Anin langsung memeluk Yusuf dengan erat. Entah mengapa, semenjak Yusuf sering pulang malam, hatinya tidak merasa tenang. Dia tidak tahu apa yang telah terjadi. Dia sudah mencari tahu ke Hendi mengenai Yusuf akhir-akhir ini, tapi Hendi selalu mengatakan bahwa semuanya baik-baik saja. Berbanding terbalik dengan hatinya yang berkata lain mengenai Yusuf. Dia serasa seperti seorang istri yang memata-matai suaminya sendiri. Tapi mau bagaimana lagi, ketika pikirannya terasa buntu jika dia hanya memikirkannya saja.

"Apapun yang terjadi, Mas harus bersama aku. Aku tidak masalah jika Mas Yusuf belum mencintaiku, sampai kapanpun itu Mas. Tapi aku mohon Mas, jangan tinggalin aku.."

Airmata yang berusaha dia tahan, akhirnya jebol juga dan sukses membasahi kemeja yang Yusuf kenakan.

Yusuf mencoba memahami bagaimana perasaan Anin sekarang. Karena bagaimanapun, wanita hamil akan jauh lebih sensitif perasaannya dan tentu saja Anin akan dengan mudahnya tahu jika sesuatu telah terjadi pada suaminya.

Diusap punggung Anin dengan lembut. Yusuf berusaha untuk menenangkan Anin dan tentu saja dirinya sendiri. Dia hampir lupa jika dia akan memiliki anak. Tapi dengan bodohnya dia masih menghubungi wanita lain. Sebenarnya, dimana letak hatinya hingga dia bisa menyakiti Anin.

"Jangan tinggalin aku, Mas.. setidaknya untuk anak kita.."

Tidak ada kata-kata lain, karena dia memang tidak bisa menjanjikan apapun sekarang. Dia membutuhkan Anin apapun itu. Terlebih mendengar apa yang di katakan Anin sekarang. Permintaan Anin yang harusnya tanpa dimintanya pun, sudah di lakukan oleh Yusuf membuat dirinya merasa sesak begitu saja. Tapi pada nyatanya Fahira masih menggenggam hatinya dengan sangat.

Egois..

Tapi apa yang harus di lakukan Yusuf sekarang, jika memang kebenarannya seperti itu.

***

Yusuf memang menyuruh Hendi untuk tidak mengatakan apapun kepada Anin dan kali ini pun Hendi lebih mengikuti penjelasan dari Yusuf. Untuk sekarang, memang lebih baik Anin tidak mengetahuinya terlebih dahulu. Terlebih karena Anin sedang mengandung sekarang. Sangat di anjurkan untuk menjaga mood dari seorang perempuan yang tengah mengandung. Tapi Hendi pun juga tidak bisa membiarkan Yusuf terus-menerus menemui mantan tunangannya itu. Karena Hendi yakin, ada saatnya Anin akan mengetahuinya semua dan akan menyakitkan jika Anin menemukan bahwa Yusuf masih berhubungan dengan Fahira. Jika hubungan itu hanya sebatas menyambung silahturrahim, mungkin tidak masalah. Tapi masalahnya antara Yusuf maupun Fahira masih menyimpan rasa yang sama seperti yang mereka rasakan dulu dan itulah yang akan memperumit keadaan.

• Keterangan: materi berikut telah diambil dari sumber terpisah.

PR #1614, opened 2023-05-31
PHOENIX-6981 Update Jackson to 2.14.1

ksobolew:
If that's too much of a jump, then we could bump instead to 2.12.7.1 :)

### DIFF
--- a/pom.xml
+++ b/pom.xml
@@ -92,7 +92,7 @@
     <top.dir>${project.basedir}/..</top.dir>
 
     <!-- Dependency versions -->
-    <jackson-bom.version>2.12.6.20220326</jackson-bom.version>
+    <jackson-bom.version>2.14.1</jackson-bom.version>
     <antlr.version>3.5.2</antlr.version>
     <!-- Only used for tests with HBase 2.1-2.4 -->
     <reload4j.version>1.2.19</reload4j.version>


pom.xml
```diff
@@ -92,7 +92,7 @@
     <top.dir>${project.basedir}/..</top.dir>
 
     <!-- Dependency versions -->
-    <jackson-bom.version>2.12.6.20220326</jackson-bom.version>
+    <jackson-bom.version>2.15.1</jackson-bom.version>
```
gjacoby126, line 95: @ksobolew - thanks for the contribution. We usually try to keep our dependencies in sync with HBase. Looks like they're currently on 2.14.1, so we should probably do the same, unless we find a particular incompatibility or CVE with that version. 

See https://github.com/apache/hbase/blob/branch-2.5/pom.xml#L578

gjacoby126 (changes requested):

pom.xml
ksobolew: Sure, 2.14.1 is good too. Regarding CVEs, both 2.15.1 and 2.14.1 are clear of them, contrary to 2.12.6.

ksobolew: Changed, thanks.

gjacoby126:
@ksobolew - change looks good. Could you please change the PR and the commit message to include the JIRA number?

ksobolew:
> @ksobolew - change looks good. Could you please change the PR and the commit message to include the JIRA number?

@gjacoby126 I don't have a JIRA number. How do I get one?

gjacoby126:
@ksobolew - our issue tracking system is https://issues.apache.org/jira/ . Unfortunately, public signup for it was recently turned off because of bot problems, but if you request an account at https://selfserve.apache.org/jira-account.html  I or one of the other PMC members can approve you and make you a contributor to the project. (This step's a one-time thing.) 

Then it's just a matter of filing a JIRA ticket and rebasing the PR so that the commit message includes the JIRA number.

ksobolew:
@gjacoby126 Done!

ksobolew:
(I requested a new account, but then realized that I already have one, so I used that one instead.)

gjacoby126 (approved):
+1, thanks @ksobolew

PR #1619, opened 2023-06-08
PHOENIX-6962 Write javadoc for different mutation plans within Delete…

jinggou:
…Compiler

### DIFF
--- a/phoenix-core/src/main/java/org/apache/phoenix/compile/DeleteCompiler.java
+++ b/phoenix-core/src/main/java/org/apache/phoenix/compile/DeleteCompiler.java
@@ -357,9 +357,8 @@ public class DeleteCompiler {
 
     /**
      * Implementation of MutationPlan that is selected if
-     * 1) there is no index presented for a table,
-     * 2) no LIMIT clause in the DELETE statement, and
-     * 3) the query is strictly point lookup.
+     * 1) the query either has no WHERE clause or it is strictly point lookup, and
+     * 2) no LIMIT clause in the DELETE statement.
      */
     public class MultiRowDeleteMutationPlan implements MutationPlan {
         private final List<MutationPlan> plans;
@@ -759,11 +758,9 @@ public class DeleteCompiler {
 
     /**
      * Implementation of MutationPlan that is selected if
-     * 1) there are mutable indexes presented for the table,
-     * 2) auto commit is on,
-     * 3) the table is not transactional,
-     * 4) there is no WHERE clause, and
-     * 5) no LIMIT clause in the DELETE statement.
+     * 1) auto commit is enabled as well as server side delete mutations are enabled,
+     * 2) the table is not transactional,
+     * 3) there is neither WHERE clause nor LIMIT clause in the DELETE statement.
      */
     public class ServerSelectDeleteMutationPlan implements MutationPlan {
         private final StatementContext context;
@@ -890,8 +887,10 @@ public class DeleteCompiler {
     }
 
     /**
-     * Implementation of MutationPlan that is selected if there are immutable indexes presented
-     * for the table, and does not meet the constraints of ServerSelectDeleteMutationPlan.
+     * Implementation of MutationPlan that is selected if
+     * 1) there are immutable indexes presented for the table,
+     * 2) the query has WHERE clause and is not strictly point lookup, and
+     * 3) does not meet the constraints of ServerSelectDeleteMutationPlan.
      */
     public class ClientSelectDeleteMutationPlan implements MutationPlan {
         private final StatementContext context;
--- a/phoenix-core/src/main/java/org/apache/phoenix/compile/DeleteCompiler.java
+++ b/phoenix-core/src/main/java/org/apache/phoenix/compile/DeleteCompiler.java
@@ -356,8 +356,10 @@ public class DeleteCompiler {
     }
 
     /**
-     * Implementation of MutationPlan that is selected if there is no index presented for a table
-     * and no LIMIT clause in the DELETE statement.
+     * Implementation of MutationPlan that is selected if
+     * 1) there is no index presented for a table,
+     * 2) no LIMIT clause in the DELETE statement, and
+     * 3) the query is strictly point lookup.
      */
     public class MultiRowDeleteMutationPlan implements MutationPlan {
         private final List<MutationPlan> plans;
--- a/phoenix-core/src/main/java/org/apache/phoenix/compile/DeleteCompiler.java
+++ b/phoenix-core/src/main/java/org/apache/phoenix/compile/DeleteCompiler.java
@@ -356,7 +356,7 @@ public class DeleteCompiler {
     }
 
     /**
-     * MultiRowDeleteMutationPlan is selected if there is no index presented for a table
+     * Implementation of MutationPlan that is selected if there is no index presented for a table
      * and no LIMIT clause in the DELETE statement.
      */
     public class MultiRowDeleteMutationPlan implements MutationPlan {
@@ -670,7 +670,7 @@ public class DeleteCompiler {
     }
 
     /**
-     * Implementation of MutationPlan that is used for composing a MultiRowDeleteMutationPlan.
+     * Implementation of MutationPlan for composing a MultiRowDeleteMutationPlan.
      */
     private class SingleRowDeleteMutationPlan implements MutationPlan {
 
@@ -756,8 +756,12 @@ public class DeleteCompiler {
     }
 
     /**
-     * ServerSelectDeleteMutationPlan is selected for a DELETE statement without WHERE clause or a LIMIT clause
-     * if there is index presented for the table.
+     * Implementation of MutationPlan that is selected if
+     * 1) there are mutable indexes presented for the table,
+     * 2) auto commit is on,
+     * 3) the table is not transactional,
+     * 4) there is no WHERE clause, and
+     * 5) no LIMIT clause in the DELETE statement.
      */
     public class ServerSelectDeleteMutationPlan implements MutationPlan {
         private final StatementContext context;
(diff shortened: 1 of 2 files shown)


virajjasani (commented):
Thanks @jinggou, could you also add the implications of setting auto-commit mode? i.e. if auto-commit is on, which plan is selected with WHERE clause

phoenix-core/src/main/java/org/apache/phoenix/compile/DeleteCompiler.java
```diff
@@ -354,7 +354,11 @@ private List<PTable> getClientSideMaintainedIndexes(TableRef tableRef) {
         }
         return Collections.emptyList();
     }
-    
+
+    /**
+     * Implementation of MutationPlan that is selected if there is no index presented for a table
+     * and no LIMIT clause in the DELETE statement.
+     */
     public class MultiRowDeleteMutationPlan implements MutationPlan {
```
virajjasani, line 362: let's also add that this plan gets selected if the query is strictly point lookup?

shahrs87:
@tkhurana  Can you please review this PR for correctness? I am also not that familiar with the decisions involved in selecting mutation plan.

phoenix-core/src/main/java/org/apache/phoenix/compile/DeleteCompiler.java
```diff
@@ -748,6 +757,14 @@ public Long getEstimateInfoTimestamp() throws SQLException {
         }
     }
 
+    /**
+     * Implementation of MutationPlan that is selected if
+     * 1) there are mutable indexes presented for the table,
+     * 2) auto commit is on,
+     * 3) the table is not transactional,
+     * 4) there is no WHERE clause, and
+     * 5) no LIMIT clause in the DELETE statement.
```
virajjasani, line 766: every plan except `MultiRowDeleteMutationPlan` can have LIMIT and WHERE correct? 

i might have misread earlier, otherwise would have commented, sorry.

phoenix-core/src/main/java/org/apache/phoenix/compile/DeleteCompiler.java
virajjasani: `the query is strictly point lookup` => `the query either has no WHERE clause or it is strictly point lookup`

virajjasani (commented):
almost there

phoenix-core/src/main/java/org/apache/phoenix/compile/DeleteCompiler.java
virajjasani: basically, both `ServerSelectDeleteMutationPlan` and `ClientSelectDeleteMutationPlan` can have LIMIT and/or WHERE clause (for non-pk columns)

tkhurana:
@jinggou There are other things to like serverside deletes need a config to be set. Only then server side deletes are enabled.

virajjasani:
@tkhurana you meant any additional config on top of auto-commit?

virajjasani:
oh i think it needs `phoenix.client.enable.server.delete.mutations` to be enabled, which is enabled by default but yeah we can mention this with auto-commit. we can specify: for server plan, auto-commit and server delete mutations should be enabled

phoenix-core/src/main/java/org/apache/phoenix/compile/DeleteCompiler.java
```diff
@@ -748,6 +757,14 @@ public Long getEstimateInfoTimestamp() throws SQLException {
         }
     }
 
+    /**
+     * Implementation of MutationPlan that is selected if
+     * 1) there are mutable indexes presented for the table,
+     * 2) auto commit is on,
```
virajjasani, line 763: `auto commit is on` => `auto commit is enabled as well as server side delete mutations are enabled`

thanks @tkhurana

tkhurana:
@jinggou I would suggest you to run tests in DeleteIT and explore the various explain plans to get a better understanding of the scenarios where each plan is used.

phoenix-core/src/main/java/org/apache/phoenix/compile/DeleteCompiler.java
```diff
@@ -354,7 +354,13 @@ private List<PTable> getClientSideMaintainedIndexes(TableRef tableRef) {
         }
         return Collections.emptyList();
     }
-    
+
+    /**
+     * Implementation of MutationPlan that is selected if
+     * 1) there is no index presented for a table,
```
tkhurana, line 360: For mutable indexes it is possible to use this plan.

tkhurana: Even immutable indexes can use this plan if the indexed columns can be evaluated from the query

phoenix-core/src/main/java/org/apache/phoenix/compile/DeleteCompiler.java
jinggou: If there is LIMIT clause, it will go client side

virajjasani: i see, `boolean runOnServer = isAutoCommit && !hasPreOrPostProcessing && .....`
so `!hasPreOrPostProcessing` is applicable to both `MultiRowDeleteMutationPlan` and `ServerSelectDeleteMutationPlan`.

what this means is, if `hasPreOrPostProcessing` is true, only `ClientSelectDeleteMutationPlan` will get selected.

`hasPreOrPostProcessing` is always true for LIMIT clause, alright this one looks good, thanks

phoenix-core/src/main/java/org/apache/phoenix/compile/DeleteCompiler.java
jinggou: Oh yeah, you are right. I will update that.

jinggou:
> @jinggou I would suggest you to run tests in DeleteIT and explore the various explain plans to get a better understanding of the scenarios where each plan is used.

jinggou:
> @jinggou I would suggest you to run tests in DeleteIT and explore the various explain plans to get a better understanding of the scenarios where each plan is used.

I've run all tests in DeleteIT and try more by modifying delete statement. I've updated javadoc based on above comments. Feel free to comment more if you find anything is missing/incorrect. Thanks!

phoenix-core/src/main/java/org/apache/phoenix/compile/DeleteCompiler.java
```diff
@@ -748,6 +756,12 @@ public Long getEstimateInfoTimestamp() throws SQLException {
         }
     }
 
+    /**
+     * Implementation of MutationPlan that is selected if
+     * 1) auto commit is enabled as well as server side delete mutations are enabled,
+     * 2) the table is not transactional,
+     * 3) there is neither WHERE clause nor LIMIT clause in the DELETE statement.
```
tkhurana, line 763: WHERE clause is allowed @jinggou

tkhurana: No immutable index (or client side index)

jinggou: I compare the tests for ClientSelectDeleteMutationPlan and ServerSelectDeleteMutationPlan and the difference is the WHERE clause. In what case does WHERE clause be allowed ?

tkhurana: @jinggou This test uses server delete plan and it has where clause. https://github.com/apache/phoenix/blob/master/phoenix-core/src/it/java/org/apache/phoenix/end2end/DeleteIT.java#L113

You can change the test by asserting on the explain plan. To get the explain plan you can use this method:
https://github.com/apache/phoenix/blob/master/phoenix-core/src/test/java/org/apache/phoenix/util/TestUtil.java#L1255

Then you can check the explain plan. For server it will have the string "DELETE ROWS SERVER SELECT"

tkhurana (changes requested):

phoenix-core/src/main/java/org/apache/phoenix/compile/DeleteCompiler.java
```diff
@@ -872,6 +887,12 @@ public QueryPlan getQueryPlan() {
         }
     }
 
+    /**
+     * Implementation of MutationPlan that is selected if
+     * 1) there are immutable indexes presented for the table,
+     * 2) the query has WHERE clause and is not strictly point lookup, and
```
tkhurana, line 893: Point 2 is applicable to ServerSelectPlan also.

phoenix-core/src/main/java/org/apache/phoenix/compile/DeleteCompiler.java
```diff
@@ -354,7 +354,12 @@ private List<PTable> getClientSideMaintainedIndexes(TableRef tableRef) {
         }
         return Collections.emptyList();
     }
-    
+
+    /**
+     * Implementation of MutationPlan that is selected if
+     * 1) the query either has no WHERE clause or it is strictly point lookup, and
```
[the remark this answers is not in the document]
virajjasani: > Just `point lookup` is correct in my opinion.

now i understand why this is true, even though there is no client indexes, for this to be true, there is at least one query plan available
`noQueryReqd &= queryPlans.size() == 1 + clientSideIndexes.size();`

and when noQueryReqd is true, it will at least go through this once:
```
            noQueryReqd = (!context.getScan().hasFilter()
                    || context.getScan().getFilter() instanceof SkipScanFilter)
                && context.getScanRanges().isPointLookup();
```

hence, i agree that point lookup is necessary for MultiRowDeleteMutation to get selected.

phoenix-core/src/main/java/org/apache/phoenix/compile/DeleteCompiler.java
tkhurana: So I would recommend we move bullet 2 to serverselect as bullet 5. And just one bullet point here.

tkhurana (approved):

tkhurana:
Thanks @jinggou

virajjasani:
Thank you @jinggou, +1

virajjasani:
@shahrs87 anything from you sir before closing this PR?

shahrs87 (approved):
+1 ltgm Thank you @jinggou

Setiap hari Yusuf selalu menemui Fahira setelah kerjaan di kantor sudah bisa untuk di tinggal. Pernah sekali Hendi menjenguk Fahira dan disaat itulah Hendi sadar, bagaimana perasaan Yusuf yang sesungguhnya. Dia pun berpikir, mau di bawa kemana rumah tangga dari sahabatnya itu jika semuanya masih terlihat jelas seperti yang dia lihat bahwa mereka berdua masih saling mencintai satu sama lain, meskipun terdapat luka yang jelas-jelas masih begitu parahnya belum terobati.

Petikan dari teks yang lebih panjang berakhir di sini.